The boost to the standard deduction under tax reform made more people than ever better off by taking it rather than itemizing. However, there's a strategy that some taxpayers can use to extract even more tax benefits from itemized and standard deductions. By doing so, you'll make maximum use of certain deductions when you can while taking advantage of the standard deduction when it makes the most sense.
Why the standard deduction is so popular
It's easy to understand why taxpayers would want to take the standard deduction. In order to itemize, you have to keep track of all your deductible expenses throughout the year. Things like interest on home mortgage loans, taxes paid to state and local governments, charitable contributions, and a host of other less common provisions all have to go on a special tax form. In many cases, those numbers have to be accompanied by documents and records to support your taking them.
By contrast, taking the standard deduction is easy. You don't have to do any work, other than looking up which standard deduction amount is appropriate to your filing status.
With the standard deduction having nearly doubled between 2017 and 2018, fewer people have itemized deductions that are close to the standard deduction amount. However, there are still many taxpayers who fall into that category -- and if you're one of them, then you can use a simple method to milk a little bit extra in tax savings from the IRS.
Having your cake and eating it, too
Because you're never bound by what you did the previous year in deciding whether to itemize or take the standard deduction for the next year, the ideal situation if your itemized deductions are right around the standard deduction threshold is to bunch up deductions into a single year.
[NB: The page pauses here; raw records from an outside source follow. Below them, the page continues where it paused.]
PR #633, opened 2019-01-13
Update qtx_import_export.php

alphp:
"continue" targeting switch is equivalent to "break". Did you mean to use "continue 2"? in E:\var\www\html\wp\wp-content\plugins\qtranslate-xt\admin\qtx_import_export.php on line 50

### DIFF
--- a/admin/qtx_import_export.php
+++ b/admin/qtx_import_export.php
@@ -47,7 +47,7 @@ function qtranxf_migrate_options_copy( $nm_to, $nm_from ) {
 			case 'qtranslate_page_configs':
 			case 'qtranslate_admin_config':
 			case 'qtranslate_front_config':
-				continue;
+				continue 2;
 			default:
 				break;
 		}


herrvigg:
Are you really sure it is meant to be `continue 2` and not `break`?

It's the first time i ever see something related to the migration. But the current instruction should be equivalent to `break` before PHP7.3, as stated in this warning and in the related [RFC](https://wiki.php.net/rfc/continue_on_switch_deprecation). Also, what makes me doubt is this comment:
> "It is now easier to list options which need to be copied, instead".

However, if we consider the current `continue` to be equivalent `break` the whole `switch` loop is completely pointless. It doesn't make any sense!! :-/

alphp:
http://php.net/manual/en/control-structures.continue.php
> **Note:** In PHP the switch statement is considered a looping structure for the purposes of continue. continue behaves like break (when no arguments are passed). If a switch is inside a loop, continue 2 will continue with the next iteration of the outer loop.

I have simplified the foreach loop. I think that now we avoid jumps that produce mistakes and the thread of execution is clearer.

```php
	// $skip_options => Array with any option to skip
	$skip_options[] = 'qtranslate_flag_location';
	$skip_options[] = 'qtranslate_admin_notices';
	$skip_options[] = 'qtranslate_domains';
	$skip_options[] = 'qtranslate_editor_mode';
	$skip_options[] = 'qtranslate_custom_fields';
	$skip_options[] = 'qtranslate_custom_field_classes';
	$skip_options[] = 'qtranslate_text_field_filters';
	$skip_options[] = 'qtranslate_qtrans_compatibility';
	$skip_options[] = 'qtranslate_header_css_on';
	$skip_options[] = 'qtranslate_header_css';
	$skip_options[] = 'qtranslate_filter_options_mode';
	$skip_options[] = 'qtranslate_filter_options';
	$skip_options[] = 'qtranslate_highlight_mode';
	$skip_options[] = 'qtranslate_highlight_mode_custom_css';
	$skip_options[] = 'qtranslate_lsb_style';
	$skip_options[] = 'qtranslate_custom_i18n_config';
	$skip_options[] = 'qtranslate_config_files';
	$skip_options[] = 'qtranslate_page_configs';
	$skip_options[] = 'qtranslate_admin_config';
	$skip_options[] = 'qtranslate_front_config';

	// search in $options array options to be copied
	foreach ( $options as $option ) {
		$name = $option->option_name;
		//skip new specific options
		if (!in_array($name, $skip_options) and !strpos($name, '_flag_location')) {
			$value = maybe_unserialize( $option->option_value );
			$nm = str_replace( $nm_from, $nm_to, $name );
			update_option( $nm, $value );
		}
	}
```

herrvigg:
Semantically speaking, the solution with `continue 2` looked fine. It is equivalent and even better to me. However, it's an unexpected change in the behavior of the code.

In PHP before 7.3, a `continue` in a switch under a loop was equivalent to a `break`. Seen there is no code either after the option case or the default case, the whole `switch` block is completely useless and could have been entirely removed. The current code does not skip these options. Do you agree with that?

Now if the correct solution is a `continue 2` to skip these options, it would mean it's been bugged for a very long time without anyone to notice it! 

I don't feel sure enough to change this right now. I'd like other people to check at this and validate this function better before.

alphp:
https://wiki.php.net/rfc/continue_on_switch_deprecation
http://php.net/manual/en/migration73.incompatible.php#migration73.incompatible.core.continue-targeting-switch

The behavior isn't changed.
Now, in PHP-7.3.x, "continue" in "switch" statement throw a warning.

The loop has always had that bug, but PHP has never warned it.

It looks better with "continue 2", but it reads and keeps better in the way I propose.

I could have used an [array_diff](http://php.net/manual/en/function.array-diff.php), as I usually do in my programs. He could also have used another way of declaring the array with the values to satar. But it was about improving the readability of the code.

alphp:
Personally I prefer to avoid jumps of more than one level, in general, I avoid the use of "continue" whenever I can.

Another way to declare the array that maintains readability:
```php
	$skip_options = [
		'qtranslate_flag_location',
		'qtranslate_admin_notices',
		'qtranslate_domains',
		'qtranslate_editor_mode',
		'qtranslate_custom_fields',
		'qtranslate_custom_field_classes',
		'qtranslate_text_field_filters',
		'qtranslate_qtrans_compatibility',
		'qtranslate_header_css_on',
		'qtranslate_header_css',
		'qtranslate_filter_options_mode',
		'qtranslate_filter_options',
		'qtranslate_highlight_mode',
		'qtranslate_highlight_mode_custom_css',
		'qtranslate_lsb_style',
		'qtranslate_custom_i18n_config',
		'qtranslate_config_files',
		'qtranslate_page_configs',
		'qtranslate_admin_config',
		'qtranslate_front_config',
	];
```

herrvigg:
> The behavior isn't changed.
> Now, in PHP-7.3.x, "continue" in "switch" statement throw a warning.
> The loop has always had that bug, but PHP has never warned it.

I mean the behavior is changed with this PR. There was apparently a bug that no one raised and your change is fixing it.

I tend to believe it should be fixed as you say (any of the two solutions gives the same result), but i'm still quite surprised it only comes now through this PHP warning... so i'm a bit confused with this.

But if you can please double-check and ensure me this is how it should work i can merge this.

alphp:
I have created a quick test replicating the loop and its functionality to test it with PHP 5.6, 7.2 and 7.3:

```php
<?php
	$numbers = array_keys(array_fill(0, 10, null));

	echo '$numbers array:', PHP_EOL;
	echo implode("\t", $numbers), PHP_EOL;

	echo PHP_EOL;
	echo 'Original loop:', PHP_EOL;
	foreach ($numbers as $number) {
		switch ($number) {
			case 1:
			case 3:
			case 5:
			case 7:
			case 9:
				continue;
			default:
				break;
		}
		echo $number, "\t";
	}

	echo PHP_EOL;
	echo 'continue 2 loop:', PHP_EOL;
	foreach ($numbers as $number) {
		switch ($number) {
			case 1:
			case 3:
			case 5:
			case 7:
			case 9:
				continue 2;
			default:
				break;
		}
		echo $number, "\t";
	}

	$skip_numbers = [1, 3, 5, 7, 9];

	echo PHP_EOL;
	echo '$skip_numbers loop:', PHP_EOL;
	foreach ($numbers as $number) {
		if (!in_array($number, $skip_numbers)) {
			echo $number, "\t";
		}
	}
```

Result:
```
E:\usr\test>..\php-5.6.40\php continue.php
$numbers array:
0       1       2       3       4       5       6       7       8       9

Original loop:
0       1       2       3       4       5       6       7       8       9
continue 2 loop:
0       2       4       6       8
$skip_numbers loop:
0       2       4       6       8

E:\usr\test>..\php-7.2.12\php continue.php
$numbers array:
0       1       2       3       4       5       6       7       8       9

Original loop:
0       1       2       3       4       5       6       7       8       9
continue 2 loop:
0       2       4       6       8
$skip_numbers loop:
0       2       4       6       8

E:\usr\test>..\php-7.3.1\php continue.php

Warning: "continue" targeting switch is equivalent to "break". Did you mean to use "continue 2"? in E:\usr\test\continue.php on line 16
$numbers array:
0       1       2       3       4       5       6       7       8       9

Original loop:
0       1       2       3       4       5       6       7       8       9
continue 2 loop:
0       2       4       6       8
$skip_numbers loop:
0       2       4       6       8

```

I have the proposed PR in an installation in production and in another test, in both works without problems.

herrvigg:
all right! :)
It's also what i expected but do you agree with me the current code before the PR is like the `original loop`? Your PR not only removes the warning but it also changes the loop like the last two versions you show here (either `continue 2` or `skip_numbers`). This is what i mean by "changing the behavior".

What is really surprising me **a lot** is that the `original loop` has been like this for a very long time! This is the earliest  version i can track in this master here from 2015: 

https://github.com/qtranslate/qtranslate-xt/blob/83b4a9b513e623df3e9800888c742683c51eed6a/admin/qtx_import_export.php

```
	foreach ($options as $option)
	{
		$name = $option->option_name;
		//skip new qTranslate-X specific options
		switch($name){
			case 'qtranslate_flag_location':
			case 'qtranslate_admin_notices':
			case 'qtranslate_domains':
			case 'qtranslate_editor_mode':
			case 'qtranslate_custom_fields':
			case 'qtranslate_custom_field_classes':
			case 'qtranslate_text_field_filters':
			case 'qtranslate_qtrans_compatibility':
			case 'qtranslate_header_css_on':
			case 'qtranslate_header_css':
			case 'qtranslate_filter_options_mode':
			case 'qtranslate_filter_options':
				continue;
			default: break;
		}
		//if(strpos($name,'_flag_location')>0) continue;
		$value = maybe_unserialize($option->option_value);
		if(strpos($name,'_flag_location')>0) continue;
		$nm = str_replace($nm_from,$nm_to,$name);
		update_option($nm,$value);
```

In this code, you could remove the whole switch, it would be the same! How is that even possible it was bugged like this and no one noticed it? Even worse: as you can see, there were less options at this time. So they have added new options **supposedly to be skipped**, for example `qtranslate_front_config`, but they **were not** beause of the same (buggy?) loop. It means no one has really checked or used this before?!

Sorry if i'm asking you so many times, but do you arrive to the same conclusion? Can you confirm all of these options are to be skipped and therefore there was a bug?

Now another thing, there was also this check: `if(strpos($name,'_flag_location')>0) continue; `
In your code you replaced with the opposite check `!strpos($name, '_flag_location')` which should be  correct (keep both `false` and `0`).
Therefore we could remove `qtranslate_flag_location` from the corrected skip options list. But this flag check looks strange. Do you know if there is something else like `{xxx}_flag_location` to skip? What other prefix can be found here?

Thanks!

herrvigg:
What you mean by "3. Delete the entire loop"? You still want to skip these options right?
How it is done is not important to me.
What i want to understand is the functionality that was intended to work and if it didn't, to be sure the fix is correct and will not create some new regression. Is there a bug in the current code (before your PR)?!

alphp:
> Is there a bug in the current code (before your PR) ?!

YES

Option 3, eliminate the loop, are actually two options:
1. Do not skip any option, as it has worked so far:
```php
	foreach ( $options as $option ) {
		$name = $option->option_name;
		//skip new specific options
		if (!strpos($name, '_flag_location')) {
			$value = maybe_unserialize( $option->option_value );
			$nm = str_replace( $nm_from, $nm_to, $name );
			update_option( $nm, $value );
		}
	}
```
2. Remove the loop.

Being conservatives we can choose options 1 and 2.
What I'm sure of is that this code only runs when the plugin is activated.

The code:
```php
if (!strpos($name, '_flag_location')) {}
```
is identical to:
```php
if (strpos($name, '_flag_location') > 0) {}
```

alphp:
I mean, the code is an error because the creator had a reason to skip those options and they were not jumping.
The first version that skips options with a switch is 3.1:
https://plugins.svn.wordpress.org/qtranslate-x/tags/3.1/admin/import_export.php
In 3.0 I just skipped the options with "_flag_location" in the name:
https://plugins.svn.wordpress.org/qtranslate-x/tags/3.0/admin/import_export.php
If we review the story we can see that there are versions with the "_flag_location" commented:
https://plugins.svn.wordpress.org/qtranslate-x/tags/3.2/admin/import_export.php

All this is very confusing and it makes me wonder if this function "qtranxf_migrate_options_copy" is really necessary since it would only be useful to convert a really old installation with the old plugin.

alphp:
Perhaps the best thing is to correct the loop bug with a new code that works exactly the same as how that loop should have always worked.

Fix now and clean later or do it now?

alphp:
By the way, initially the plugin was the qTranslate, then qTranslate-X emerged as a continuity to the abandonment of qTranslate ... and now the story is repeated with name change to qTranslate-XT

herrvigg:
OK with the fix. Let's hope it's what was initially intended to be.

> By the way, initially the plugin was the qTranslate, then qTranslate-X emerged as a continuity to the abandonment of qTranslate ... and now the story is repeated with name change to qTranslate-XT

Well qTranslate-XT is only a transitory project because the author of qTranslate-X disappeared.
I didn't really mean to maintain this kind of specific code for import-export, import these functions should be taken separately imo, unlike the integration plugins. If we create a  new official plugin i'm not sure we would keep this. But for now it's fine.

Thanks :)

That way, you'll itemize one year and get a bigger deduction, but the next, you'll still have the standard deduction backstopping you.
Here's how it works in practice. Say you typically have deductible expenses of $23,000 each year, with $10,000 in mortgage interest, $6,000 in local real estate taxes, and $7,000 in charitable gifts. In 2018, the standard deduction for joint filers was $24,000, and it went up to $24,400 in 2019.
If you don't do anything special, then your itemized deductions will always be less than the standard deduction. You'll therefore never itemize, just getting the standard deduction amount to go against your taxable income.
However, consider if in 2018, you had prepaid the second half of your property tax bill that usually comes due in 2019. In addition, say you'd decided to make two years' worth of charitable contributions at once, getting them done in 2018. If you'd done that, then your itemized deductions for 2018 would've been $10,000 in mortgage interest plus $9,000 in real estate taxes plus $14,000 in charitable gifts, or $33,000. You'd therefore itemize, and your taxable income would be $9,000 lower than if you'd taken the standard deduction.
For 2019, your deductions would be much lower. You'd owe only half a year's worth of real estate taxes and have no charitable deduction, so your total itemized deductions would be just $13,000. But you still have access to the same $24,400 standard deduction -- which you'd use.
Get savings over the long run
Using this strategy takes effort. Cycling back and forth with your deductions between one year and the next requires some coordination, and your finances have to be in a position in which you can make early payments in areas like charitable donations and real estate taxes. In addition, the rules for prepaying a full year's worth of property tax early vary from place to place, so it might not be permitted in your area.
Nevertheless, it's worth a closer look to see if you can potentially get thousands in extra itemized deductions. Doing so will ensure that you're taking full advantage of all the tax breaks you're entitled to take.